= Problem description =
Using the material below, copy every line where "returning" appears.

= Listed entries =
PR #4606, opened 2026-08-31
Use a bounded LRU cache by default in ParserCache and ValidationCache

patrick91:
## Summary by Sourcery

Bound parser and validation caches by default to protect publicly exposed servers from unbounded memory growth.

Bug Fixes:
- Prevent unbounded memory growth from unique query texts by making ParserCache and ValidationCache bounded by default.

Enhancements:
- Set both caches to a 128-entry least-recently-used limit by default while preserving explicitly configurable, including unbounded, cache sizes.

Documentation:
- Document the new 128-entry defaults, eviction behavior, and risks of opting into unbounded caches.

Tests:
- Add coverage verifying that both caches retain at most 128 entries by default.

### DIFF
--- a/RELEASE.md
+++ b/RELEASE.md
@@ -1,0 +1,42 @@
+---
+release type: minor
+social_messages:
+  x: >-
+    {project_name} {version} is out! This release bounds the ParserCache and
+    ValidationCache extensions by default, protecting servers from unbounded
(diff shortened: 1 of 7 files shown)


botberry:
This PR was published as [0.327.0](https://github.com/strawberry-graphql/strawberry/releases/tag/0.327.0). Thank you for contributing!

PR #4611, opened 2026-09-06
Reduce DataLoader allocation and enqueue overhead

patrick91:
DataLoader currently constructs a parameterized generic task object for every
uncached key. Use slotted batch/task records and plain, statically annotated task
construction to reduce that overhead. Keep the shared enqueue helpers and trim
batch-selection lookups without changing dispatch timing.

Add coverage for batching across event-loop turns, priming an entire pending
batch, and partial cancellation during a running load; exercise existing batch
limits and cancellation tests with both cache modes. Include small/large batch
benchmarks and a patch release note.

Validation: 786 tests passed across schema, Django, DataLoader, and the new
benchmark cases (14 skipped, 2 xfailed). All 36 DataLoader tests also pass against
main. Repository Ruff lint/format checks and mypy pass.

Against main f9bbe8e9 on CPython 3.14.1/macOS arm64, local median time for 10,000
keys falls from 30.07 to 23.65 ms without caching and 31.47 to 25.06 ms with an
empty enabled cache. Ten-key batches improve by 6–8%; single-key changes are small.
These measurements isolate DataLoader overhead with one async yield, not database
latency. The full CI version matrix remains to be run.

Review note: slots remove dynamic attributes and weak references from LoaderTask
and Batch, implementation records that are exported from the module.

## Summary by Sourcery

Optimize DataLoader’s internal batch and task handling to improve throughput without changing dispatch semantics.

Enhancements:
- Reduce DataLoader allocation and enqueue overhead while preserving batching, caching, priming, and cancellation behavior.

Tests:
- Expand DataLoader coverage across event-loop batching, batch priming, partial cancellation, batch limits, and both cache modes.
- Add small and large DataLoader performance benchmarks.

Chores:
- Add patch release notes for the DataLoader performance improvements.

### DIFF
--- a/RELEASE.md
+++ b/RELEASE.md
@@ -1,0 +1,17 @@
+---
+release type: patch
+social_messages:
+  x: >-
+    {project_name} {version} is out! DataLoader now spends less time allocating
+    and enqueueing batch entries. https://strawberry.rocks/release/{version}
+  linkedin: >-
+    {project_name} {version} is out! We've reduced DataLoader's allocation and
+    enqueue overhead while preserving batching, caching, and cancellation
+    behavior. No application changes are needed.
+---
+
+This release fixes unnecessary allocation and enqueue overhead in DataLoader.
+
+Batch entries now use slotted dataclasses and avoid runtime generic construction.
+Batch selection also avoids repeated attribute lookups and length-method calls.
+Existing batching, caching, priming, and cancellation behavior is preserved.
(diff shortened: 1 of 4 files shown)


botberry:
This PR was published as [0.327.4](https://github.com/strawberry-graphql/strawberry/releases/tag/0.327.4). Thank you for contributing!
---
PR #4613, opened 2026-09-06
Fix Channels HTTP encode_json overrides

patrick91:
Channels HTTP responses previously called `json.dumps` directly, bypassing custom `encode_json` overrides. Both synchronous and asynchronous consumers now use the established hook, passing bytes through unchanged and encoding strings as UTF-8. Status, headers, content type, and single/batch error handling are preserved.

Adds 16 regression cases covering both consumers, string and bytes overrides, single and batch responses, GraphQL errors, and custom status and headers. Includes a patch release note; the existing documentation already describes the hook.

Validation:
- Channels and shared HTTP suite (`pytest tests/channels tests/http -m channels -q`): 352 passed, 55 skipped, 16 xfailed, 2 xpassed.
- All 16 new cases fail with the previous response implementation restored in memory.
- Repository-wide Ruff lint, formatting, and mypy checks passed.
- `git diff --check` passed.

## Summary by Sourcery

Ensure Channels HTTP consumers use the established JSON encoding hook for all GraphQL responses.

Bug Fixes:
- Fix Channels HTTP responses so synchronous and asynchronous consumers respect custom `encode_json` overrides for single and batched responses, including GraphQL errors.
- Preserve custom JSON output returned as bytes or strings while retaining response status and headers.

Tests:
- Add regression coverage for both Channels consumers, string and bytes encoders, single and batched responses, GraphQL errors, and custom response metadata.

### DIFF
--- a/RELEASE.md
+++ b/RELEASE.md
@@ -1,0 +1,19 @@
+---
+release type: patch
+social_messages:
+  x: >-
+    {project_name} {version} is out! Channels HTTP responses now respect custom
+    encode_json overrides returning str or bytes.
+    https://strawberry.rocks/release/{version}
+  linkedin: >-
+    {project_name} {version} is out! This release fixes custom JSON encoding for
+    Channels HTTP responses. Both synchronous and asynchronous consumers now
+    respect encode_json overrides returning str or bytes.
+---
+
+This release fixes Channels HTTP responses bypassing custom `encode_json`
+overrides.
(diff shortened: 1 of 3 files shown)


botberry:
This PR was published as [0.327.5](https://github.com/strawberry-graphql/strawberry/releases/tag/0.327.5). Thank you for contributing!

= Solved problem =
+    encode_json overrides returning str or bytes.
+    respect encode_json overrides returning str or bytes.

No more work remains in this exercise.